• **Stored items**
········
PR #709, opened 2023-06-24
docs: Tutorial rewrite

szuperaz:
Based on:
- https://staging.getstream.io/video/docs/android/basics/quickstart/
- https://staging.getstream.io/video/docs/android/tutorials/video-calling/


sample-apps/react/stream-video-react-tutorial/src/main.tsx
```diff
@@ -1,9 +1,6 @@
-import React from 'react';
 import ReactDOM from 'react-dom/client';
 import App from './App';
 
 ReactDOM.createRoot(document.getElementById('root') as HTMLElement).render(
-  <React.StrictMode>
-    <App />
-  </React.StrictMode>,
```
szuperaz, line 8: I turned off `StrictMode` because we have a problem there:
- Since [this effect](https://github.com/GetStream/stream-video-js/blob/43506301df19b21b327bcc060891a8dcd991ad03/packages/react-bindings/src/contexts/StreamVideoContext.tsx#L41-L48) runs twice we connect-disconnect-reconnect the user
- In the disconnect we [leave all calls](https://github.com/GetStream/stream-video-js/blob/43506301df19b21b327bcc060891a8dcd991ad03/packages/client/src/store/stateStore.ts#L23-L26) but in the connect we won't rejoin them (which makes sense we don't)
- The result will be that we get disconnected from the call, and we don't rejoin it

oliverlaz (approved):

PR #722, opened 2023-06-27
feat(react-dogfood): add "beforeunload" event handler

arnautov-anton:
This PR adds "beforeunload" handler which prompts users upon website reload or leave to prevent unwanted call leaves.

Known limitations:
- `event.returnValue` is deprecated, documentation suggests using `event.preventDefault()` which does not work - documentation also suggest using return value - which (surprise, surprise) also does not work ([compatibility table](https://developer.mozilla.org/en-US/docs/Web/API/Window/beforeunload_event#browser_compatibility))
- does not respect navigation changes (NextJS router ~solutions work~ - but prompt you twice)

Read more: https://developer.mozilla.org/en-US/docs/Web/API/Window/beforeunload_event#compatibility_notes

### DIFF
--- a/sample-apps/react/react-dogfood/components/MeetingUI.tsx
+++ b/sample-apps/react/react-dogfood/components/MeetingUI.tsx
@@ -33,7 +33,11 @@ import {
   UnreadCountBadge,
 } from '.';
 import { ActiveCallHeader } from './ActiveCallHeader';
-import { useKeyboardShortcuts, useWatchChannel } from '../hooks';
+import {
+  useBeforeUnload,
+  useKeyboardShortcuts,
+  useWatchChannel,
+} from '../hooks';
 import { DEFAULT_LAYOUT, getLayoutSettings, LayoutMap } from './LayoutSelector';
 import { Stage } from './Stage';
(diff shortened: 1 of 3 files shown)


MartinCupela:
I tested this hook and it did not work. Looking into the code, we could add `window.confirm(message)` to already existing hook in `MeetingUI.tsx`:

```ts
  useEffect(() => {
    const handlePageLeave = async () => {
      if (!window.confirm('Call in progress, are you sure you want to leave?')) return;
      if (
        activeCall &&
        [CallingState.JOINING, CallingState.JOINED].includes(callState)
      ) {
        await activeCall.leave();
      }
    };
    router.events.on('routeChangeStart', handlePageLeave);
    return () => {
      router.events.off('routeChangeStart', handlePageLeave);
    };
  }, [activeCall, callState, router.events]);
```

Or better we could add `window.confirm(message)` to `onLeave` callback passed in the same file:

```ts
  const onLeave = useCallback(async () => {
    if (!window.confirm('Call in progress, are you sure you want to leave?'))
      return;
    setShow('loading');
    try {
      await router.push('/');
    } catch (e) {
      console.error(e);
      setShow('error-leave');
    }
  }, [router]);
```

PR #723, opened 2023-06-28
fix(react-native): vale lint issues

khushal87:


khushal87:
Self reviewed and Merged ✅

PR #730, opened 2023-06-28
chore: Make it possible to opt out from Sentry in the dogfood browser…

szuperaz:
… app


szuperaz:
I don't know if it's enough to turn off Sentry completely, as we also have it on server-side, but I guess we will see

oliverlaz (approved):

oliverlaz:
> I don't know if it's enough to turn off Sentry completely, as we also have it on server-side, but I guess we will see

I guess the majority of the traffic comes from the client side of things.

PR #733, opened 2023-06-28
fix(react-native): fix blank video/audio streams and muting state

santhoshvai:
Fixes the following issues: 

- muting state is now a global state.. (so when leave a call etc, it is still persisted).. also the persistence can be removed at any point by a component anywhere..
    how it should have been? muting state must be local to a lifecycle of call.. aka from lobbyview to active call, or incoming call to active call
- we initially publish streams without checking if call has been joined.. essentially creating a random race.. wherein we might randomly publish initially before the join happened and thereby streams wont be visible


packages/react-native-sdk/src/providers/MediaStreamManagement/index.tsx
vanGalilea, line 1: Very similar to the React [one](https://github.com/GetStream/stream-video-js/blob/4286d9855cc85c3f0f05d0d19b75e423c55591ce/packages/react-sdk/src/core/contexts/MediaDevicesContext.tsx#L234)

vanGalilea: Can't we know not benefit out of it and move it to the bindings?

packages/react-native-sdk/src/providers/MediaStreamManagement/useAudioPublisher.ts
```diff
@@ -0,0 +1,113 @@
...
+   * 1. joining the call from the lobby, and the video is not muted
+   * 2. reconnecting to the call with the video already published
+   * 3. when the video device is changed (this is handled by the dependency to publishVideoStream function)
+   */
+  useEffect(() => {
+    if (callingState === CallingState.JOINED) {
+      if (
+        (!initialAudioMuted && !initialPublishRun.current) ||
+        isPublishingAudio
+      ) {
```
vanGalilea, line 73: can we merge the if statements or take the early exit approach you already took above?

santhoshvai: done!

packages/react-native-sdk/src/providers/MediaStreamManagement/index.tsx
santhoshvai: No we cannot, it has more browser specific stuff.. 

like extra states for video inputs, listeners for device disconnection

santhoshvai: and we add native permission checkers

santhoshvai: also in web they use default device id for video.. which is not relevant for rn-webrtc

vanGalilea: 👍🏻

vanGalilea (approved):

packages/react-native-sdk/src/providers/MediaStreamManagement/useVideoPublisher.ts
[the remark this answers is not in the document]
santhoshvai: No in my view, reasons:

-- keeping close to react
-- we will need to do some special stuff for video in reconnection flow, like republishing when coming back to foreground
-- cleaner with separation, although its similar you can reuse any.. so separation makes it easier to maintain

vanGalilea:
Tested, no visible regression throughout main flow and E2E tests ✅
········
• **Assignment**
Where the string "enough" turns up in a line of the data above, copy that whole line.

• **Expected answer**
I don't know if it's enough to turn off Sentry completely, as we also have it on server-side, but I guess we will see
> I don't know if it's enough to turn off Sentry completely, as we also have it on server-side, but I guess we will see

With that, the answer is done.